**INSTRUCTIONS FOR THE TASK**
An exact transcript of all the records is the expected answer.

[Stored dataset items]
BEGIN

Issue #2777, opened 2021-02-02
Mobx codesandbox is outdated


kubk:
The link used in GitHub mobx template is outdated:
https://codesandbox.io/s/minimal-mobx-react-project-ppgml

![image](https://user-images.githubusercontent.com/22447849/106613891-c2e36f80-657b-11eb-9e04-72ec062f7e4e.png)

Mobx and React versions should be updated, the code should be updated to Mobx strict actions mode. Is this issue template under Git control, can I change it?

EDIT: Here is up-to-date version: https://codesandbox.io/s/magical-dhawan-jq8t5?file=/index.js

FredyC:
We have MobX workspace on CodeSandbox, I've invited you there. It's the better way than having different versions all over the place.

kubk:
@FredyC Thank you. Codesandbox documentation says that to edit a template I should unfreeze it first, otherwise Codesandbox will create a fork: https://codesandbox.io/docs/templates 

For some reason the "unfreeze" option is not available for me:

![image](https://user-images.githubusercontent.com/22447849/106720889-0f2ebe00-6615-11eb-9dd5-b74b1abd78d5.png)

Codesandbox shows me that I am a member of Mobx docs: https://codesandbox.io/u/kubk

Am I missing some permissions? Anyway, you can copy the code from my fork and update all the dependencies to the latest: https://codesandbox.io/s/magical-dhawan-jq8t5?file=/index.js

FredyC:
That's really strange, you have the same permissions as me (Editor). It's updated now, thanks for noticing it.

![image](https://user-images.githubusercontent.com/1096340/106734696-98dd8c00-6613-11eb-93a8-620c68c86c22.png)

PR #3483, opened 2022-07-27
Add React Native codesandbox to the issue template

kubk:
The PR adds React Native codesandbox link to the issue template. This codesandbox has a web preview, so it's much more easier to check than installing React Native with a bunch of related tools like emulator locally. For example here https://github.com/mobxjs/mobx/discussions/3480 the provided codesandbox helped to narrow down the issue.

### DIFF
--- a/.github/ISSUE_TEMPLATE/bug.md
+++ b/.github/ISSUE_TEMPLATE/bug.md
@@ -27,7 +27,11 @@ A description of what happened, including a screenshot or copy-paste of any rela
 **How to reproduce the issue:**
 
 <!--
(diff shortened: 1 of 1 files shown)


urugator:
Awesome, thank you!

Btw do we have any access to that https://codesandbox.io/s/minimal-mobx-react-project-ppgml or it can be modified only by author? Would be nice to update the deps there.

Seems like *Projects* could help with this a bit: https://codesandbox.io/docs/projects/learn/integrations/github-app#privacy-and-permissions

urugator (approved):

kubk:
@urugator No we don't, would you like to change something there?

Once I tried to fix the code in that codesandbox, FredyC added me as a member but it didn't work out: https://github.com/mobxjs/mobx/issues/2777#issuecomment-772340507

Eventually I asked FredyC to just apply my changes manually

PR #3487, opened 2022-07-30
refactor: using useRef in useLocalObservable

misaeldossantos:
### Code change checklist

Change useState to useRef in useLocalObservable, creating a mutable reference.


kubk:
Hey, could you describe the necessity of that change?

misaeldossantos:
i think useRef is more appropriate, because the mobx observable object is a mutable reference

kubk:
I'd say that both `useState` and `useRef` are appropriate here because they remember their data after re-renders. The approach with `useRef` is just more verbose (hence more bytes in the bundle). Thank you for the desire to improve things, but I think this change is not necessary.

PR #3491, opened 2022-08-08
Update readme

iminside:
Very modest fix. When converting to inches, we need to divide the number by 2.54. 😊

### Code change checklist


kubk:
Correct, thanks. Keep in mind that useAsObservableSource is going to be removed in the future because it's deprecated.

END

**EXERCISE ANSWER**
Issue #2777, opened 2021-02-02
Mobx codesandbox is outdated


kubk:
The link used in GitHub mobx template is outdated:
https://codesandbox.io/s/minimal-mobx-react-project-ppgml

![image](https://user-images.githubusercontent.com/22447849/106613891-c2e36f80-657b-11eb-9e04-72ec062f7e4e.png)

Mobx and React versions should be updated, the code should be updated to Mobx strict actions mode. Is this issue template under Git control, can I change it?

EDIT: Here is up-to-date version: https://codesandbox.io/s/magical-dhawan-jq8t5?file=/index.js

FredyC:
We have MobX workspace on CodeSandbox, I've invited you there. It's the better way than having different versions all over the place.

kubk:
@FredyC Thank you. Codesandbox documentation says that to edit a template I should unfreeze it first, otherwise Codesandbox will create a fork: https://codesandbox.io/docs/templates 

For some reason the "unfreeze" option is not available for me:

![image](https://user-images.githubusercontent.com/22447849/106720889-0f2ebe00-6615-11eb-9dd5-b74b1abd78d5.png)

Codesandbox shows me that I am a member of Mobx docs: https://codesandbox.io/u/kubk

Am I missing some permissions? Anyway, you can copy the code from my fork and update all the dependencies to the latest: https://codesandbox.io/s/magical-dhawan-jq8t5?file=/index.js

FredyC:
That's really strange, you have the same permissions as me (Editor). It's updated now, thanks for noticing it.

![image](https://user-images.githubusercontent.com/1096340/106734696-98dd8c00-6613-11eb-93a8-620c68c86c22.png)

PR #3483, opened 2022-07-27
Add React Native codesandbox to the issue template

kubk:
The PR adds React Native codesandbox link to the issue template. This codesandbox has a web preview, so it's much more easier to check than installing React Native with a bunch of related tools like emulator locally. For example here https://github.com/mobxjs/mobx/discussions/3480 the provided codesandbox helped to narrow down the issue.

### DIFF
--- a/.github/ISSUE_TEMPLATE/bug.md
+++ b/.github/ISSUE_TEMPLATE/bug.md
@@ -27,7 +27,11 @@ A description of what happened, including a screenshot or copy-paste of any rela
 **How to reproduce the issue:**
 
 <!--
(diff shortened: 1 of 1 files shown)


urugator:
Awesome, thank you!

Btw do we have any access to that https://codesandbox.io/s/minimal-mobx-react-project-ppgml or it can be modified only by author? Would be nice to update the deps there.

Seems like *Projects* could help with this a bit: https://codesandbox.io/docs/projects/learn/integrations/github-app#privacy-and-permissions

urugator (approved):

kubk:
@urugator No we don't, would you like to change something there?

Once I tried to fix the code in that codesandbox, FredyC added me as a member but it didn't work out: https://github.com/mobxjs/mobx/issues/2777#issuecomment-772340507

Eventually I asked FredyC to just apply my changes manually

PR #3487, opened 2022-07-30
refactor: using useRef in useLocalObservable

misaeldossantos:
### Code change checklist

Change useState to useRef in useLocalObservable, creating a mutable reference.


kubk:
Hey, could you describe the necessity of that change?

misaeldossantos:
i think useRef is more appropriate, because the mobx observable object is a mutable reference

kubk:
I'd say that both `useState` and `useRef` are appropriate here because they remember their data after re-renders. The approach with `useRef` is just more verbose (hence more bytes in the bundle). Thank you for the desire to improve things, but I think this change is not necessary.

PR #3491, opened 2022-08-08
Update readme

iminside:
Very modest fix. When converting to inches, we need to divide the number by 2.54. 😊

### Code change checklist


kubk:
Correct, thanks. Keep in mind that useAsObservableSource is going to be removed in the future because it's deprecated.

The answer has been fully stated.